**Requirement:** A faithful, complete copy of the entries is the sole expected answer.

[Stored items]
[Start of Attachment]
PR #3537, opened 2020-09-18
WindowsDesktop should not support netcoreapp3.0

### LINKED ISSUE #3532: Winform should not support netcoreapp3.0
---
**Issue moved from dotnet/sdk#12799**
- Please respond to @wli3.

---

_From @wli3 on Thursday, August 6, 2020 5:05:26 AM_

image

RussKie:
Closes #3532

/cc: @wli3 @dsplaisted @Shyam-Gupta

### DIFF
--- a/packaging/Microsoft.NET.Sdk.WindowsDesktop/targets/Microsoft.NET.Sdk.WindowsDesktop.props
[End of Attachment]
**Exercise answer:**
PR #3537, opened 2020-09-18
WindowsDesktop should not support netcoreapp3.0

### LINKED ISSUE #3532: Winform should not support netcoreapp3.0
---
**Issue moved from dotnet/sdk#12799**
- Please respond to @wli3.

---

_From @wli3 on Thursday, August 6, 2020 5:05:26 AM_

image

RussKie:
Closes #3532

/cc: @wli3 @dsplaisted @Shyam-Gupta

### DIFF
--- a/packaging/Microsoft.NET.Sdk.WindowsDesktop/targets/Microsoft.NET.Sdk.WindowsDesktop.props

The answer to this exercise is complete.